Task to complete | Each line of the data below either holds "command" or does not. Report how many do, and only that.

── Data section

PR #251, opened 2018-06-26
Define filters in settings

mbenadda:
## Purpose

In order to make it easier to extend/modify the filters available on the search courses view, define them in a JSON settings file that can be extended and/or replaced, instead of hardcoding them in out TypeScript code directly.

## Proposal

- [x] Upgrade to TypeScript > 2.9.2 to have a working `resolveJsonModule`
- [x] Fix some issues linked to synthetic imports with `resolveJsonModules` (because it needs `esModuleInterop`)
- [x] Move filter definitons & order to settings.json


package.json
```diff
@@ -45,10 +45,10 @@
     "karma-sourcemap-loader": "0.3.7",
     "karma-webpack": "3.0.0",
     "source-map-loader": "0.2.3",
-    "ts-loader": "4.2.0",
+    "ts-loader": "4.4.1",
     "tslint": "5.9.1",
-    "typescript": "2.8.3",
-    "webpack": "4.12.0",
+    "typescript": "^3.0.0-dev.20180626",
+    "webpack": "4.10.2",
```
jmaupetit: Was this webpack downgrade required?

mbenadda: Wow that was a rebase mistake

────
── Data section

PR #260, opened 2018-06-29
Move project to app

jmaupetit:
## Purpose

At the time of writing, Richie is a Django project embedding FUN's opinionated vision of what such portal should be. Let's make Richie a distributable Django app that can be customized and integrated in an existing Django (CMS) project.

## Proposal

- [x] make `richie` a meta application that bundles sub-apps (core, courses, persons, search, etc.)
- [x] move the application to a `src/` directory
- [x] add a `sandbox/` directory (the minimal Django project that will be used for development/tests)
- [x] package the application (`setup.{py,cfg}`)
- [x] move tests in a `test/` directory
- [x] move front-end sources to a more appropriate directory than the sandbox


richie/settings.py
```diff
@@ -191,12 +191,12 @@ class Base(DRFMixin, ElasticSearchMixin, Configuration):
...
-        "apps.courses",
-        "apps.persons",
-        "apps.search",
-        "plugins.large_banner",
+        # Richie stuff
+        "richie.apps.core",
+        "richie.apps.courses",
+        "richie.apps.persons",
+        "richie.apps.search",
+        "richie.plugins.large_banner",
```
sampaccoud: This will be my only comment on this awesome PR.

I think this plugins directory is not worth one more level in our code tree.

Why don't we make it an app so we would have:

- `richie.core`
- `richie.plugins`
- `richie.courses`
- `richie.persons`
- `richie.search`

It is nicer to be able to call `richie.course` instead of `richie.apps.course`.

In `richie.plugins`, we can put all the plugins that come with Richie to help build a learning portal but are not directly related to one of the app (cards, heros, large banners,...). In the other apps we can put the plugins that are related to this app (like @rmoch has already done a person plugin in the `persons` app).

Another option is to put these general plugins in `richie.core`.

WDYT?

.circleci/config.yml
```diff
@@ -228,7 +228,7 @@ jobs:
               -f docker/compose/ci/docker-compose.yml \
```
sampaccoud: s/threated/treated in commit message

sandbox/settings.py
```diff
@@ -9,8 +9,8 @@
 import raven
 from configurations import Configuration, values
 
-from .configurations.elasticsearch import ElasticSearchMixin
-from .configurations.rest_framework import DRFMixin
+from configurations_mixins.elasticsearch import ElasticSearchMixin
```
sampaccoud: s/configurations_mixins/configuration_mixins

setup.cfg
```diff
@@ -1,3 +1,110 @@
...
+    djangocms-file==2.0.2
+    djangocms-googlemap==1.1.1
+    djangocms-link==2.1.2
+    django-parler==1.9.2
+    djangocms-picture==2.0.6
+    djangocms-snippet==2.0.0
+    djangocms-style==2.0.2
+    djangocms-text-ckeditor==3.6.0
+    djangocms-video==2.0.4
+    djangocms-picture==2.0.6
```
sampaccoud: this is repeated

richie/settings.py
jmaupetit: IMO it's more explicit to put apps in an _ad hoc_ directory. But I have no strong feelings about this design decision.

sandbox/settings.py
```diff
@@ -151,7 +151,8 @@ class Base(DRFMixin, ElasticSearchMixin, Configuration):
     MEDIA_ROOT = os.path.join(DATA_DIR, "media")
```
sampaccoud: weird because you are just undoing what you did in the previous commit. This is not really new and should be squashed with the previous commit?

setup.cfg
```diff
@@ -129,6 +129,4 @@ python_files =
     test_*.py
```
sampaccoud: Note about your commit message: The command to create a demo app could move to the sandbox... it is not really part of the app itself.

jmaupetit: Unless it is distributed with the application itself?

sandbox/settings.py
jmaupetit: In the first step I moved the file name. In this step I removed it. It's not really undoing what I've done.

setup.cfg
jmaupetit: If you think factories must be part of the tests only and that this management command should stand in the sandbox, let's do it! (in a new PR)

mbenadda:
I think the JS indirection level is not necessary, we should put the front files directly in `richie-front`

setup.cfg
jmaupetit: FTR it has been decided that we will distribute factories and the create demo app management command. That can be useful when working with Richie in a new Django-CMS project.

────
── Data section

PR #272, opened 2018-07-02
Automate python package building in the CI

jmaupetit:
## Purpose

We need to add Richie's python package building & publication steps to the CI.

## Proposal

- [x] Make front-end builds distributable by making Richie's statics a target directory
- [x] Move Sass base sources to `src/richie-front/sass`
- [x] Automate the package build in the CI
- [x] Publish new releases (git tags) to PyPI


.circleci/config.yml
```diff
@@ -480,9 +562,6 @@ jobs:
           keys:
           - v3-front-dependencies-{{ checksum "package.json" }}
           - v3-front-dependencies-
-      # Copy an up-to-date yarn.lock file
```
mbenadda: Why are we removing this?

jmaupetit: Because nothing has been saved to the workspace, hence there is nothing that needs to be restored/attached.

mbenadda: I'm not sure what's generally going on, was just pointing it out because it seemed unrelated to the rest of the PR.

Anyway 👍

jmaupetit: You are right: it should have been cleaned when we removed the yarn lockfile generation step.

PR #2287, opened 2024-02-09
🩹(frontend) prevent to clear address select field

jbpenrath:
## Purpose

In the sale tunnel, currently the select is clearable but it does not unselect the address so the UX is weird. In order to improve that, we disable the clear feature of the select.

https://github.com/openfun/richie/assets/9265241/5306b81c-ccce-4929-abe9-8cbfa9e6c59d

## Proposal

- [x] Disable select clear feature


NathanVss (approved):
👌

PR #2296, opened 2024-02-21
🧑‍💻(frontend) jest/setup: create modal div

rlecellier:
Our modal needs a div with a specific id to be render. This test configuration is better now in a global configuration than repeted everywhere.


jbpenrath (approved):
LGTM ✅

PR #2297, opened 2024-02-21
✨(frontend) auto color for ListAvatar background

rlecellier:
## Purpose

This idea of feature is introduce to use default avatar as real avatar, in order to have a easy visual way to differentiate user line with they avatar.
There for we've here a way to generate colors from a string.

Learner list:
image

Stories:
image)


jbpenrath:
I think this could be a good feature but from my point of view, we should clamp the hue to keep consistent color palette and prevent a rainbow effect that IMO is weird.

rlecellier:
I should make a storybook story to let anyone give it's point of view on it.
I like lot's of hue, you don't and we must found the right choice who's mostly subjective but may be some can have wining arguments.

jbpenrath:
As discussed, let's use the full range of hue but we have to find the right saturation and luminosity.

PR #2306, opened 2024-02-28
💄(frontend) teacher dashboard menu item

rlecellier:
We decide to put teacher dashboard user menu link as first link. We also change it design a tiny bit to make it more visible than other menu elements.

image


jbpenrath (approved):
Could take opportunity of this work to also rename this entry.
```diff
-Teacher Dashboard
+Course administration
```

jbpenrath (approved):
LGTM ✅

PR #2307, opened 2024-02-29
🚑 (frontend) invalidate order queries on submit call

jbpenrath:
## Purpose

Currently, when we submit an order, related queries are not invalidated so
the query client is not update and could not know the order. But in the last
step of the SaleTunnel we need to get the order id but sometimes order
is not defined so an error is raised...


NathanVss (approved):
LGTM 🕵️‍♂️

────

Answer section | 3